Task:
Take every line containing "word" from the material and copy it.

**********

PR #1141, opened 2015-05-12
Some sonar fixes

baev:


src/main/java/org/junit/experimental/theories/ParameterSignature.java
```diff
@@ -34,7 +34,7 @@
         map.put(b, a);
     }
     
-    public static ArrayList<ParameterSignature> signatures(Method method) {
+    public static List<ParameterSignature> signatures(Method method) {
```
kcooney: This change could break people. Ditto for the next one

kcooney:
Thanks for the fixes! The 'static public' bothers me too :-)

src/main/java/org/junit/experimental/theories/ParameterSignature.java
baev: Is there way to migrate to `List` without breaking people?

kcooney: Not in public API signatures. If we have a public method that returns an `ArrayList` we can't change it to return a `List`:

    ArrayList<String> s = ParameterSignature.signatures(method); // woops!

baev: I understand. I ask about some best practices like a "add deprecation with a comment about migration to `List` in next releases". Btw I put it back to the `ArrayList`

kcooney: I personally don't think it's worth it to deprecate the method and replace it with a similarly-named method that returns a `List`

src/main/java/org/junit/Assume.java
```diff
@@ -34,6 +34,15 @@
  * @since 4.4
  */
 public class Assume {
+
+    /**
+     * Do not use instance if this class.
```
kcooney: "if" -> "of"

kcooney:
LGTM. I can fix the minor problems that are left when I merge this.

@junit-team/junit-committers can one of you please take a look?

baev:
@kcooney done

src/main/java/org/junit/Assert.java
```diff
@@ -591,33 +592,21 @@ static public void assertEquals(String message, float expected,
...
-    static public void assertNotEquals(String message, float unexpected,
+    public static void assertNotEquals(String message, float unexpected,
             float actual, float delta) {
         if (!floatIsDifferent(unexpected, actual, delta)) {
-            failEquals(message, Float.valueOf(actual));
+            failEquals(message, actual);
         }
     }
 
-    static private boolean doubleIsDifferent(double d1, double d2, double delta) {
```
dsaff: These implementations (floatIsDifferent, doubleIsDifferent) were deliberate stylistic choices for readability.  I don't feel strongly about the style, but feel that muddying the git history for a different stylistic change doesn't seem worth it.

src/main/java/org/junit/Assume.java
```diff
@@ -34,6 +34,15 @@
  * @since 4.4
  */
 public class Assume {
+
+    /**
+     * Do not instantiate.
+     * @deprecated will be private soon.
```
dsaff: "soon" seems too vague to be useful.  I think I'd prefer "deprecated since 4.13"; if people want to know what that means, they can look up the deprecation policy.

src/main/java/org/junit/experimental/theories/internal/Assignments.java
```diff
@@ -47,7 +47,7 @@ public static Assignments allUnassigned(Method testMethod,
     }
 
     public boolean isComplete() {
-        return unassigned.size() == 0;
+        return unassigned.isEmpty();
```
dsaff: Are we requiring Java 1.6 now?  I honestly don't remember, sorry.

src/main/java/org/junit/runners/BlockJUnit4ClassRunner.java
```diff
@@ -379,12 +382,13 @@ private Statement withRules(FrameworkMethod method, Object target,
 
     private Statement withMethodRules(FrameworkMethod method, List<TestRule> testRules,
             Object target, Statement result) {
+        Statement withMethodRules = result;
         for (org.junit.rules.MethodRule each : getMethodRules(target)) {
-            if (!testRules.contains(each)) {
-                result = each.apply(result, method, target);
+            if (!(each instanceof TestRule && testRules.contains(each))) {
```
dsaff: What's the motivation here?

src/main/java/org/junit/runners/BlockJUnit4ClassRunner.java
```diff
@@ -379,12 +382,13 @@ private Statement withRules(FrameworkMethod method, Object target,
 
     private Statement withMethodRules(FrameworkMethod method, List<TestRule> testRules,
             Object target, Statement result) {
+        Statement withMethodRules = result;
```
dsaff: What's the motivation here?

dsaff:
Mostly great stuff.  I've commented the few places that give me pause: in places where there's at best a minor improvement in style, or just a fit to a different preference, I'd prefer not to make the change, a lesson learned since our "git blame" history became largely useless after we "fixed" all the indentation.

src/main/java/org/junit/experimental/theories/internal/Assignments.java
baev: https://docs.oracle.com/javase/1.5.0/docs/api/java/util/List.html#isEmpty()

src/main/java/org/junit/runners/BlockJUnit4ClassRunner.java
baev: More clear way to specify why we are looking for the `MethodRule` in list of  `TestRule ` isn't?

src/main/java/org/junit/runners/BlockJUnit4ClassRunner.java
baev: http://nemo.sonarqube.org/coding_rules#rule_key=squid%3AS1226

src/main/java/org/junit/experimental/theories/internal/Assignments.java
dsaff: Got it, thanks.

src/main/java/org/junit/runners/BlockJUnit4ClassRunner.java
dsaff: Makes sense.

src/main/java/org/junit/runners/BlockJUnit4ClassRunner.java
dsaff: Got it.

src/main/java/org/junit/Assert.java
baev: fixed

baev:
@dsaff thx for the review. All the comments are fixed now.

src/main/java/org/junit/experimental/results/ResultMatchers.java
```diff
@@ -14,6 +14,15 @@
  * </pre>
  */
 public class ResultMatchers {
+
+    /**
+     * Do not instantiate.
+     * @deprecated will be private soon.
```
marcphilipp: since 4.13

src/main/java/org/junit/internal/Classes.java
```diff
@@ -6,6 +6,15 @@
  * Miscellaneous functions dealing with classes.
  */
 public class Classes {
+
+    /**
+     * Do not instantiate.
+     * @deprecated will be private soon.
```
marcphilipp: since 4.13

marcphilipp:
@baev Thanks, I've commented two minor things inline.

marcphilipp:
LGTM!

@dsaff Do you want to take another look?

dsaff:
LGTM2!

PR #1147, opened 2015-05-22
Depend on JDK 7

### LINKED ISSUE #1146: Update to Java 7
We've already decided to move on to Java 6 in JUnit 5. Java 6 has reached end-of-life over two years ago. I think we should skip JDK 6 and move on to JDK 7.

marcphilipp:
Fixes #1146


Tibor17:
Java 7 is out of date as well.
Changing junit5 mind again and no more Lambda?
AFAIK junit5 was supposed to go with java 8.

kcooney:
Why are we moving to JDK 7? JUnit is used in many environments (including Android and GWT), some of which cannot easily upgrade their JDK, so I think we should change the required JDK slowly.

PR #1148, opened 2015-05-22
Remove Hamcrest compile dependency

### LINKED ISSUE #1145: Decouple JUnit from Hamcrest
@npryce has nicely summed up the reasons to do this in his blog:
http://www.natpryce.com/articles/000806.html

marcphilipp:
Use hamcrest-junit 2.0.0.0 instead.

Fixes #1145. Depends on #1147.

This is in an early stage. I'm aware that we would need to deprecated the classes/methods I've deleted in 4.13. I'm looking for your feedback about the general effort.

@junit-team/junit-committers Opinions?


kcooney:
Why does this change require JDK 7?

As much as I would love to see Hamcrest go away, given our deprecation policy, if we remove these in JUnit 5, we wouldn't be able to release JUnit 5 until two years after JUnit 4.13 is released.

kcooney:
I see... The hamcrest-junit library requires JDK 7. I posted a message on https://github.com/hamcrest/JavaHamcrest/issues/92

marcphilipp:
Closing this pull request because JUnit 5 won't depend on JDK 7 and therefore we cannot use Hamcrest 2. I will submit another pull request that uses Hamcrest 1.3 along with hamcrest-junit 1.x.

kcooney:
Thanks, Marc. I suggest we not delete APIs in that pull, just migrate our tests to java-hamcrest

PR #1149, opened 2015-05-23
Fix incorrect javadoc of the Rule running order

Jimmy-Shi:
In the javadoc of Rule and ClassRule, it says field rules are applied before method rules. Actually, method rules are applied before field rules.

### DIFF
--- a/src/main/java/org/junit/ClassRule.java
+++ b/src/main/java/org/junit/ClassRule.java
@@ -28,7 +28,8 @@ import java.lang.annotation.Target;
  * annotated {@link ClassRule}s on a class, they will be applied in an order
  * that depends on your JVM's implementation of the reflection API, which is
  * undefined, in general. However, Rules defined by fields will always be applied
- * before Rules defined by methods.
+ * after Rules defined by methods, i.e. the Statements returned by the former will
+ * be executed around those returned by the latter.
  * <p>
  * For example, here is a test suite that connects to a server once before
  * all the test classes run, and disconnects after they are finished:
--- a/src/main/java/org/junit/Rule.java
+++ b/src/main/java/org/junit/Rule.java
@@ -16,12 +16,14 @@ import java.lang.annotation.Target;
  * to the {@link org.junit.rules.TestRule} will run any {@link Before} methods,
  * then the {@link Test} method, and finally any {@link After} methods,
  * throwing an exception if any of these fail.  If there are multiple
- * annotated {@link Rule}s on a class, they will be applied in order of fields first, then methods.
+ * annotated {@link Rule}s on a class, they will be applied in order of methods first, then fields.
  * However, if there are multiple fields (or methods) they will be applied in an order
  * that depends on your JVM's implementation of the reflection API, which is
  * undefined, in general. Rules defined by fields will always be applied
- * before Rules defined by methods. You can use a {@link org.junit.rules.RuleChain} if you want
- * to have control over the order in which the Rules are applied.
+ * after Rules defined by methods, i.e. the Statements returned by the former will
+ * be executed around those returned by the latter. You can use a {@link org.junit.rules.RuleChain} 
+ * if you want to have control over the order in which the Rules are applied.
+ *
  * <p>
  * For example, here is a test class that creates a temporary folder before
  * each test method, and deletes it after each:


Jimmy-Shi:
Why this pull request is not getting merged for 4 months?

marcphilipp:
Sorry for the delay. I just double-checked: Field rules *are* applied before method rules.

### Example

```java
public class Example {

	@Rule
	public TestWatcher methodWatcher() {
		return testWatcher("method");
	}

	@Rule
	public TestWatcher fieldWatcher = testWatcher("field");
	
	@Test
	public void test() {
		System.out.println("test");
	}

	private static TestWatcher testWatcher(final String prefix) {
		return new TestWatcher() {
			@Override
			protected void starting(Description description) {
				System.out.println(prefix + ": starting");
			}

			@Override
			protected void finished(Description description) {
				System.out.println(prefix + ": finished");
			}
		};
	}

}
```

This prints:

```
field: starting
method: starting
test
method: finished
field: finished
```

---

Do you have an example where methods are actually applied before fields?

kcooney:
Actually, technically field rules are applied after method rules, but when a rule is applied the new rule runs "around" the existing rule chain.

Jimmy-Shi:
@marcphilipp 
I run your example and check my example again. The conclusion is: 
* My Example shows that: Method rules are applied before field rules.
* You example shows that: Statements returned by field rules' apply methods are evaluated before statements returned by method rules' apply method.

My Example:
```java
public class MethodOrfieldFirst {
    @Rule
    public TestRule fieldRule = new MyRule("FieldRule");

    @Rule
    public TestRule methodRule() {
        return new MyRule("MethodRule");
    }

    @Test
    public void test() {
        System.out.println("Running Test");
    }

    static class MyRule implements TestRule {

        private String name;

        MyRule(String name) {
            this.name = name;
        }

        @Override
        public Statement apply(Statement base, Description description) {
            System.out.println("applying: "+ name);
            return base;
        }
    }
}
```

This prints:
```
applying: MethodRule
applying: FieldRule
Running Test
```

marcphilipp:
Thanks for your example. I now get what you meant. I think the original intention of the Javadoc was do describe the execution order of the `Statements` returned by rules. We should definitely clarify this.

How about:

> Rules defined by fields will always be applied after Rules defined by methods, i.e. the Statements returned by the former will be executed around those returned by the latter.

Is that clearer? I'm not really satisfied with it and open to your suggestions.

Jimmy-Shi:
Besides exchange the word `method` and `field`, I added below comment and update the pull request:
>
Since almost all of the in-box org.junit.rules.TestRule implementations are adding decorators to the passed in statement, the added decorators are evaluated in a reversed order that rules are applied. 

Is it better?

kcooney:
Which rules don't add decorators to the statement chain?

Jimmy-Shi:
Some Rules added in the feature.

src/main/java/org/junit/ClassRule.java
```diff
@@ -27,8 +27,11 @@
  * If there are multiple
  * annotated {@link ClassRule}s on a class, they will be applied in an order
  * that depends on your JVM's implementation of the reflection API, which is
- * undefined, in general. However, Rules defined by fields will always be applied
- * before Rules defined by methods.
+ * undefined, in general. However, Rules defined by methods will always be applied
+ * before Rules defined by fields.
+ * Since almost all of the in-box {@link org.junit.rules.TestRule} implementations are adding
```
kcooney: All in-box rule implementations are adding decorators (in fact, all rules are decorators) so this is confusing. Can we fix it?

Jimmy-Shi: Sorry for late response, I was on a long holiday without computer
How about let's remove the word **almost**

kcooney: How about "Since all {@link org.junit.rules.TestRule} implementations..." ?

Jimmy-Shi: Implementing with decorator pattern is not a requirement. We should not say "all" with out the limitation "in-box". What do you think.

kcooney: All rules are decorate the statement chain. Even if a given rule doesn't "look like" a decorator it is one

Jimmy-Shi: I could not get your point. I could not see any decorating in below implementation.
```java
    static class MyRule implements TestRule {

        private String name;

        MyRule(String name) {
            this.name = name;
        }

        @Override
        public Statement apply(Statement base, Description description) {
            System.out.println("applying: "+ name);
            return base;
        }
    }
```

kcooney: No one should write rules like that. The implementation of the rule should occur when the returned statement is run.

A test rule is a factory for decorators for statements. On very rare occasions, that factory might returned the passed-in statement but even then it is clearly the decorator pattern.

If you still disagree, let's drop this sentence completely.

Jimmy-Shi: Yes, I disagree. Let's drop this sentence and take Marc Philipp's 
> 
Rules defined by fields will always be applied after Rules defined by methods, i.e. the Statements returned by the former will be executed around those returned by the latter.

kcooney: SGTM

Jimmy-Shi: Updated ^_^

PR #1175, opened 2015-07-03
Fix #1169 An IllegalArgumentException will be thrown when empty list of throwables is passed to MultipleFailureException.

### LINKED ISSUE #1169: Throwing MultipleFailureException with empty list of throwables forces test to pass

ShengyuanLu:
@marcphilipp @kcooney 
Thanks for your advice!

Fix: An `IllegalArgumentException` will be thrown when empty list of throwables is passed to `MultipleFailureException`.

**********

Response to this task:
Besides exchange the word `method` and `field`, I added below comment and update the pull request:
How about let's remove the word **almost**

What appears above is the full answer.